PR #11587, opened 2025-03-10
taxonomy: Add “Från Sverige” sub-labels

Freso:
### What

Kött från Sverige logo from:
https://fransverige.se/produkt/kott-fran-sverige-market-1080x1080/
Mjölk från Sverige logo from:
https://fransverige.se/produkt/mjolk-fran-sverige-market/

Both logos were processed by `oxipng`[0] version 9.1.4.

[0] `oxipng --opt max --strip safe --fix --zopfli`


taxonomies/labels.txt
```diff
@@ -3727,6 +3727,20 @@ label_categories:en: en:Geographic label
 origins:en: en:sweden
 web:sv: https://fransverige.se/
 
+< sv:Från Sverige
+xx: Kött från Sverige
```
stephanegigandet, line 3731: Could you also add the en: translations?

Freso: I mean, the translation would be “Meat from Sweden”, but there’s no “Meat from Sweden” label (that I know of), so even in English it should be displayed as “Kött från Sverige”, no?

Even in the English blurb on https://fransverige.se/other-languages/ it gives the labels using the Swedish names (emphasis mine):
> When you choose **‘Från Sverige’** (From Sweden) labelled raw materials, food, and plants, you get products loaded with added Swedish value. […] Both small and large companies label their products with **‘Från Sverige’** (From Sweden), **‘Kött från Sverige’** (Meat from Sweden), and **‘Mjölk från Sverige’** (Milk from Sweden) – making it easy to choose Swedish-produced goods. […]

stephanegigandet: That's what we do for many other labels that have logos, like "Produit en Bretagne", we make "en: Produced in Brittany" the canonical entry name. We usually do this for all labels that have a name like "Made in [country]", or "[ingredient] from [country]", things like "British Eggs" etc.  It makes more sense for people who don't know the language.

stephanegigandet (approved):

PR #13167, opened 2026-02-26
fix: fallback nutrition_data_per from aggregated nutrition set

### LINKED ISSUE #13126: Nutrition edit: "for 100 g" checkbox can be unchecked and saved but state is not persisted; no feedback to user
### What
On the product edit page (Nutrition tab), under "Nutrition facts are specified for the product as sold," the "for 100 g" checkbox can be unchecked and the form saved successfully. When the product is opened for edit again, "for 100 g" is ticked again — the unchecked state is not persisted. The frontend does not indicate that this change was not saved (no validation, no error, no reflection of actual persisted state after save).

### Steps to reproduce the behavior:
1. Go to a product edit page (e.g. world.openfoodfacts.org, product with nutrition data).
2. Open the **Nutrition** tab.
3. Under "Nutrition facts are specified for the product as sold," uncheck **"for 100 g"** so only "for 100 ml" is checked.
4. Save the product.
5. Re-open the same product for edit and go to the Nutrition tab.
6. See that "for 100 g" is ticked again (state was not persisted).

### Expected behavior
Either the unchecked state is persisted and remains unchecked when re-opening, or the UI prevents saving that state and clearly informs the user (e.g. validation error or disabled option with explanation), so the user is not led to believe the change was saved.

### Screenshots

Image

### Platform (Desktop, Mobile, Hunger Games)
 - OS: Ubuntu
 - Platform: Desktop (world.openfoodfacts.org in browser)

nithyaV-dev:
### What
Fix missing nutrition_data_per in API response when top-level field is absent but available in normalized nutrition schema.

### Why
During schema conversion, nutrition_data_per may not exist at top-level but is present in nutrition.aggregated_set.per.  
API previously skipped this field, causing incomplete response.

### Fix
Add safe fallback in customize_response_for_product to populate nutrition_data_per from normalized nutrition.aggregated_set.per when preparation = "as_sold".

### Impact
- No schema change
- No DB change
- Backward compatible
- Only fills missing field when data exists

- Fixes #13126


stephanegigandet:
Hi @nithyaV-dev , have you reproduced the bug https://github.com/openfoodfacts/openfoodfacts-server/issues/13126 locally?
It's not related to the API.

nithyaV-dev:
Hi @stephanegigandet, thanks for checking!

I haven’t fully reproduced it locally yet — I investigated starting from the API response side because I noticed nutrition_data_per could be missing depending on schema conversion.

If the issue is not API-related, I’ll try to reproduce it locally and trace where the checkbox state is actually being saved (or lost) during product edit.

Thanks for the guidance — I’ll dig deeper and update here.

Issue #8191, opened 2023-03-13
Log key events in Matomo


teolemon:
- [ ] Ensure that Matomo event names for Mobile and the Web are the same, whenever possible

```[tasklist]
### Tasks
- [ ] Instrument the "Signup successful page" in Matomo
- [ ] Add Matomo event for User clicking on account deletion - we can try to see if we can guess what caused it (eg: missing Scores, attempt to do something that failed)
- [ ] Add Matomo event for Completed sign-up - ensure the signup form is working well
- [ ] Add Matomo event for "Share product"
- [ ] Actual interaction with food preferences (we can anonymize the values, or even the attributes, but my question is: do people tweak the scoring, if so for which reasons)
- [ ] Add events for each section of the Edit page in Matomo, Clicking save as well, to see how many people give up
- [ ] Add events for knowledge panel interaction (unfolding…)
- [ ] Add events to visits to key pages (Nutri-Score, NOVA, Eco-Score, Contribute, Discover)
- [ ] Explore by button
- [ ] Sorting by button
- [ ] Clicking on PlayStore/AppStore button
- [ ] Hovering on black bar menus (user menu, tools menu, language/country menu)
- [ ] Enabling the personal ranking button
- [ ] Producer platform events (Import images, Import files…)
```
### Part of
- Better understanding users

teolemon:
done

LakshuCodes:
Hi ,
I’d like to work on a small, focused part of this issue.

I propose to implement the Matomo event for the “Signup successful page” (P0).

Does this sound like a good first step and is it still a priority?
Thanks.

devsk18:
Hi @teolemon , I'd like to work on the **Personal Search** section,

 specifically: 
- adding a Matomo event for the personal ranking toggle button.

I've added the tracking call - `trackMatomoEvent()` inside `activate_preferences_switch_buttons()` in `product-preferences.js`,
- category: `personal_search`
- action: `enabled` / `disabled`

Tested locally and everything is working as expected. Can I raise a PR for this?

PR #13174, opened 2026-02-27
fix: track Nutri-Score, Eco-Score, and NOVA Matomo events on product

dhiraj-143r:
This PR tracks Matomo events for Nutri-Score, Eco-Score, and NOVA when a user views a product page. 

Since these scores are generated dynamically by Knowledge Panels, I added a small DOM script that waits for the page to load, checks which score images are being displayed, and pushes the exact grades to Matomo.

Fixes part of #8191.

### Events Tracked:
* `has_nutriscore` (e.g,  a, b, c, d, e)
* `has_ecoscore` (e.g,  a, b, c, d, e)
* `has_nova` (e.g,  1, 2, 3, 4)

I tested this locally in the browser by mocking the DOM, and all three events are successfully firing and pushing the correct values to the `_paq` array.

https://github.com/user-attachments/assets/27f04c1f-1ff8-4b6a-82e6-d317c7034e66

### DIFF
--- a/html/js/matomo-events.js
+++ b/html/js/matomo-events.js
@@ -18,3 +18,35 @@ function trackMatomoEvent(category, action, name, value) {
 
     _paq.push(eventData);
 }
+
+// Track product page scores (Nutri-Score, Eco-Score, NOVA) dynamically
+document.addEventListener('DOMContentLoaded', function () {
+    if (document.body.classList.contains('product_page')) {
+        // Nutri-Score
+        var nsImg = document.querySelector('img[src*="nutriscore-"]');
+        if (nsImg) {
+            var nsMatch = nsImg.src.match(/nutriscore-([a-e])/);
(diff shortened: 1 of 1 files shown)


templates/web/pages/product/product_page.tt.html
```diff
@@ -449,4 +449,39 @@ <h2 id="data_sources" class="text-medium">[% lang('data_sources_p') FILTER ucfir
         </div>
 </section>
 
+
+<script>
```
alexgarel: Can we move all matomo tracking stuff to a matomo-events.js ?

dhiraj-143r: Sure, I will move it  into matomo-events.js

dhiraj-143r:
@alexgarel ,
I have removed the tracking script from the HTML template and moved it to matomo-events.js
* * *
» **Work task**
Return every line of the listing that has the word "country" in it.

» **Expected output**
stephanegigandet: That's what we do for many other labels that have logos, like "Produit en Bretagne", we make "en: Produced in Brittany" the canonical entry name. We usually do this for all labels that have a name like "Made in [country]", or "[ingredient] from [country]", things like "British Eggs" etc.  It makes more sense for people who don't know the language.
- [ ] Hovering on black bar menus (user menu, tools menu, language/country menu)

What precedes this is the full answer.